Record extracts:

PR #2717, opened 2024-02-08
Replace snowball/snowflake interface with single shared snow interface

aaronbuchwald:
## Why this should be merged

This PR replaces the separate snowball/snowflake interfaces for the Unary, Binary, and Nnary consensus types with a single shared snow interface.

Work required: Copying begins at the line that holds "Replace snowball/snowflake interface" and ends at the last line of the data above, with both included and each line kept exactly.

Expected answer:
Replace snowball/snowflake interface with single shared snow interface

aaronbuchwald:
## Why this should be merged

This PR replaces the separate snowball/snowflake interfaces for the Unary, Binary, and Nnary consensus types with a single shared snow interface.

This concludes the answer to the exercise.